Loaning Money to a Friend\'s Business
A friend asks for $50,000 to expand their business. They are good for it. The handshake feels enough. Eighteen months later the business slows down, the friend stops returning calls, and you find out the LLC has $400 in the bank and a stack of unsecured creditors ahead of you. The fix takes 30 minutes upfront: figure out who is borrowing, take security, and require a personal guarantee.
Who is actually borrowing
A loan signed only by the entity (LLC, corporation) is owed only by the entity. If the entity has no assets, you have no recovery. To get personal-asset access, your friend must sign:
- As an officer of the entity (binding the company), AND
- As a personal guarantor (binding their personal assets)
The signature line should look like:
BORROWER: Acme Coffee Shop LLC
By: Jordan Smith, Managing Member
GUARANTOR: Jordan Smith (individually)
The personal guarantee
A personal guarantee is a separate paragraph in the note (or a separate document) that says the individual is personally liable if the business defaults. Standard form:
"For value received, the undersigned [Name] personally and unconditionally guarantees the payment and performance of all obligations of the Borrower under this Note. Lender may proceed against Guarantor without first proceeding against Borrower or any collateral. This guarantee is continuing and irrevocable until the Note is paid in full."

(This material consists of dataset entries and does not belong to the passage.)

Issue #120, opened 2022-01-10
Filter aggregation fails when there are no matches


eladiw:
This bug is about the visualization part.
Reproduction:

1. create a new visualization graph
2. select filter aggregation (x axis)
3. select multiple values, that do no exists, so the results will be blank
4. it will fail since the generate KustoQL is not generating buckets when nothing is returned.

see complete thread here:
https://github.com/microsoft/K2Bridge/pull/114#issuecomment-1008979540

PR #125, opened 2022-01-13
Handle missing buckets for Filters aggregation

tomconte:

* Fix for issue #120 

This fix does not impact the query structure. It uses the same trick used in other aggregations to encode all the expected bucket names in the aggregation column. When parsing the response, any missing buckets are added with a doc count of 0.

Since the bucket names are Lucene search patterns, they are encoded use Base64 to avoid any illegal characters in the column name. This limits the total combined size of the filters in an aggregation to about ~770 characters (taking in consideration the max entity length in Kusto of 1024 characters, an UTF-8 encoding of one byte for most common characters, and the 33% size increase due to Base64).


AsafMah:
Very creative!

One question though - why store it in the column's name, instead of the columns data?

like instead of `project-rename ['2%RGVzdFdlYXRoZXI6Kg--%RGVzdFdlYXRoZXI6cio-%RGVzdFdlYXRoZXI6c2hsb21v']=['_tmp']`
do `| extend filters "<the filters in any format you want>"`?
If you worry about duplication, just do:
`| extend filters = iff(row_number() == 1, "<the filters in any format you want>", "")`

And then they'll only be on the first row.

tomconte:
> Very creative!

Thanks! Definitely abusing this column name trick 😆

> One question though - why store it in the column's name, instead of the columns data?
> 
> like instead of `project-rename ['2%RGVzdFdlYXRoZXI6Kg--%RGVzdFdlYXRoZXI6cio-%RGVzdFdlYXRoZXI6c2hsb21v']=['_tmp']` do `| extend filters "<the filters in any format you want>"`? If you worry about duplication, just do: `| extend filters = iff(row_number() == 1, "<the filters in any format you want>", "")`
> 
> And then they'll only be on the first row.

I did not want to duplicate that data on every row indeed but did not think of the row_number() trick! I will give it a try, it should simplify the code much.

tomconte:
> like instead of `project-rename ['2%RGVzdFdlYXRoZXI6Kg--%RGVzdFdlYXRoZXI6cio-%RGVzdFdlYXRoZXI6c2hsb21v']=['_tmp']` do `| extend filters "<the filters in any format you want>"`? If you worry about duplication, just do: `| extend filters = iff(row_number() == 1, "<the filters in any format you want>", "")`

I played with this and ran into a problem: what if there are no matches to any filter? Then there is not even one row where we can store the full filter list.

tomconte:
I am exploring another idea that could be fairly generic:

```
(_data
 | extend ['2'] = pack_array('a','c'), ['_filter_value'] = pack_array((* has "a"),(* has "c"))
 | fork
    aggs = (mv-expand ['2'] to typeof(string), ['_filter_value']
            | where ['_filter_value'] == true
            | summarize ['3']=avg(['AvgTicketPrice']), count() by ['2']
            | order by ['2'] asc )
    buckets = (take 1 | project-keep ['2'])
);
```

tomconte:
No with this option I would revert the changes that use the column name: since all the possible bucket names (filters in this case) from the original `pack_array()` are stored in the "buckets" table, in JSON format, I have all I need to assemble a full list of response buckets.

That said, I am still not sure this new query is compatible with the changes in @dupuyjs PR, so in the short term, I am afraid the column trick is the only workaround I have.

tamirkamara:
I remember something about **fork** not being recommended or that the newer way of batching (semicolon separated statements) is preferred. Not 100% sure though... better check that out before investing too much in this direction?

K2Bridge/Factories/BucketFactory.cs
```diff
@@ -129,7 +129,9 @@ public static FiltersBucket CreateFiltersBucket(string primaryKey, DataRow row,
         {
             Ensure.IsNotNull(row, nameof(row));
 
-            var filter = Convert.ToString(row[primaryKey]);
+            var encodedKey = row.Table.Columns[0].ColumnName;
```
eladiw, line 132: this change is not 100% clear to me

eladiw:
Looks good. Waiting to see the new version based on @AsafMah  comments

dupuyjs:
> I am exploring another idea that could be fairly generic:
> 
> ```
> (_data
>  | extend ['2'] = pack_array('a','c'), ['_filter_value'] = pack_array((* has "a"),(* has "c"))
>  | fork
>     aggs = (mv-expand ['2'] to typeof(string), ['_filter_value']
>             | where ['_filter_value'] == true
>             | summarize ['3']=avg(['AvgTicketPrice']), count() by ['2']
>             | order by ['2'] asc )
>     buckets = (take 1 | project-keep ['2'])
> );
> ```

In my opinion, the problem is not query we are building, but the way we are parsing the response. If there is no valid answer, we should be able to build the response by taking the information (names of buckets) in the DSL object. 

At the moment, until we cannot do this, I suggest to retrieve names of the buckets as part of the column name (as we are doing for percentiles).

dupuyjs (approved):
Good for me until we keep changes in the column names. We know we will be able to do remove this 'hack' the day we can grab data from the DSL object (or at least the aggregations part form the DSL object) .

eladiw:
@tomconte are you working on a new version or as @dupuyjs suggested, keep this version with the column name trick?

tomconte:
> @tomconte are you working on a new version or as @dupuyjs suggested, keep this version with the column name trick?

I think we will stay with this version. I will address comments today.

K2Bridge/Factories/BucketFactory.cs
tomconte: I have added some comments to clarify

AsafMah (approved):
Looks good! please add a test for an empty filter result if possible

Without this language, you have to chase the entity first, exhaust its assets, and only then go after the individual (a slow and often losing process).
Security: UCC-1 on business assets
Take a security interest in the business\'s assets. Steps:
- Identify the collateral (inventory, equipment, accounts receivable, intellectual property)
- Sign a security agreement listing the collateral
- File a UCC-1 financing statement with the secretary of state where the business is registered
- For specific assets (titled vehicles, real estate), additional steps apply (lien on title, deed of trust)
The UCC-1 makes you a secured creditor. If the business goes bankrupt, secured creditors get paid before unsecured ones.
Interest rate
Business loans between non-bank parties typically charge:
- 5-10 percent for low-risk friend loans
- 10-18 percent for higher-risk early-stage businesses
- State usury caps usually higher for business loans than personal loans, but check
The rate should reflect the actual risk. Charging 0 percent on a 7-year loan to a startup is a gift to the IRS\'s imputed-interest rules.
Repayment structure
- Interest-only with balloon: monthly interest, principal due at maturity. Common for short-term business loans (1-3 years).
- Amortizing: equal monthly payments of principal and interest. Common for longer terms (3-7 years).
- Revenue-share: business pays a percentage of revenue until balance is repaid. Higher risk for the lender, depends on revenue arriving.
- Hybrid: minimum monthly payment plus a revenue percentage. Combines stability with upside.
What to put in the note
- Principal and disbursement (one-time vs draws)
- Interest rate and how it accrues (simple, monthly compounded)
- Payment schedule
- Maturity date
- Late fees and default interest rate
- Acceleration on default, bankruptcy, or change of control
- Personal guarantee
- Security interest reference (UCC-1, etc.)
- Right of inspection (right to see books on request)
- Attorney\'s fees on collection
- Governing state law
Right of inspection
A right-to-inspect clause lets you ask for the business\'s financials periodically. Useful because:
- You see trouble coming before default
- The borrower has accountability beyond just paying
- If you ever sue, you have a paper trail of warnings
Typical: quarterly P&L and balance sheet, annual tax return, on request not more than once per quarter.
Equity vs debt
If your friend cannot make a serious commitment to repaying within a defined period, you are not making a loan - you are buying equity. That is fine, but:
- Document it as equity (LLC operating agreement amendment, corporate stock issuance)
- Understand securities-law exemptions (you typically need to be an accredited investor or qualify for a private-placement exemption)
- Accept that you might not see the money again
Mixing the two ("loan with maybe-equity-someday") creates a mess. Pick one.
Tax considerations
- Interest you receive is taxable income
- If the business defaults, you may have a bad-debt deduction (short-term capital loss for non-business bad debts)
- Forgiving the loan creates cancellation-of-debt income for the borrower
- Below-AFR rates trigger imputed interest under IRS rules
For loans over $10,000, talk to a CPA before signing.
If things go bad
- Send a default notice per the note
- Talk to the friend before suing - many situations resolve with a payment plan or extension
- If the entity has assets, foreclose on the UCC collateral
- Pursue the personal guarantor for any deficiency
- Sue for judgment and proceed to enforcement (bank levy, wage garnishment, lien on real estate)
Protecting the friendship
The single biggest predictor of friend-loan disasters is informality. Both sides assume the other will "just understand." A written note with clear terms, regular updates, and a personal guarantee usually saves the friendship even if the loan goes sideways. Without paper, you have a misunderstanding instead of a disagreement.